Isso se passou um pouco na Argentina. Lá a situação atual é crítica por outros motivos, o INCAA está em uma situação complexa pelo governo atual, pela situação da política cultural, porque o país está saqueado… Enfim: vocês devem estar iguais. O INCAA no momento está com o pé no freio, não está fazendo coisas, o orçamento vai mal. Porém devo dizer que não é só a instituição que comunga com a burocratização e com o retardo de projetos. Também são os cineastas que aceitam fazer filmes deste lugar. Um lugar em que se leva um preto para um lab, em que se conversa mais com os programadores de festivais do que com os próprios filmes. Como se o cinema fosse um espaço de marketing, um espaço em que um montão de mediadores começa a opinar sobre o filme e interceder, e isso termina gerando um pouco um panorama geral muito homogêneo. Isso não tem somente a ver com as instituições, mas também com os cineastas e com como se está trabalhando a realização de filme a nível mundial.

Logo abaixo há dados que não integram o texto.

PR #383, opened 2020-08-13
Define key bindings inside defvar forms

tarsius:
The default key bindings should be defined inside the `defvar` form
that defines the respective keymap.

When defining the key bindings separately then reloading the defining
library (e.g. using `eval-buffer`) would discard user customizations
unintentionally, while _intentionally_ discarding all customizations
using `eval-defun` on the `defvar` form becomes impossible.

The `defvar` form has to come before the respective mode is defined,
otherwise `define-derived-mode` would define the keymap, and the
subsequent `defvar` form would fail to set the default value.

This also includes the commit from my previous pull-request, #382,
I can change that if desired.

### DIFF
--- a/vterm.el
+++ b/vterm.el
@@ -438,6 +438,112 @@ Improves performance when receiving large bursts of data.
 If nil, never delay.
 The units are seconds.")
 
+;;; Keybindings
+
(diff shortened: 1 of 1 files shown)


tarsius:
I've fixed that now.

Sbozzolo:
Thanks!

De todo jeito, na Argentina há alternativas para pegar dinheiro público sem a necessidade de ir ao INCAA. Essas alternativas são para cumprir a lei de patrocínio cultural, na qual as empresas destinam parte dos impostos que iriam para o Estado para projetos culturais, e isso tem possibilitado que existam pelo menos os filmes da El Pampero. As empresas não dizem como eu tenho que fazer o filme, nem em quanto tempo, nem com que regras.

No entanto, na Argentina de hoje há uma conjuntura em que isso também está ameaçado. O problema atual do cinema na Argentina também tem a ver com isso, pois quase privatizaram a atividade do cinema, buscaram uma maneira de as empresas privadas se comprometerem e de o Estado se ver livre de dar dinheiro aos filmes. E isso tampouco me parece que está bom, porque a cultura necessita de um subsídio.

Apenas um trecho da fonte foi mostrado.